Segment Open

PR #257, opened 2026-05-11
chore: Use pre-generated C data files, unify comparison scripts

alamb:
Note: This is still very much WIP, not ready for review

This targets 
- https://github.com/clflushopt/tpchgen-rs/pull/253

I totally got nerd-sniped today trying to verify the C compat mode 

Instead of downloading (slightly suspicious) parquet files, I think it would be better to use the raw, unencumbered output, from `dsgen` (the original C program)


alamb:
@clflushopt  I am taking the liberty of merging this consolidation directly into your branch so we can get it ready to go

PR #266, opened 2026-05-14
fix(tpcdsgen): Fix customer.dat to match C `dsdgen`

### LINKED ISSUE #261: [TPC-DS] Fix C inconsistency with "customer" table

Segment Closed

→ **TO DO**: Look for "This targets" in the records. Write out its line and every later line through the end exactly, with nothing more.

→ **FINAL ANSWER**:
This targets 
- https://github.com/clflushopt/tpchgen-rs/pull/253

I totally got nerd-sniped today trying to verify the C compat mode 

Instead of downloading (slightly suspicious) parquet files, I think it would be better to use the raw, unencumbered output, from `dsgen` (the original C program)


alamb:
@clflushopt  I am taking the liberty of merging this consolidation directly into your branch so we can get it ready to go

PR #266, opened 2026-05-14
fix(tpcdsgen): Fix customer.dat to match C `dsdgen`

### LINKED ISSUE #261: [TPC-DS] Fix C inconsistency with "customer" table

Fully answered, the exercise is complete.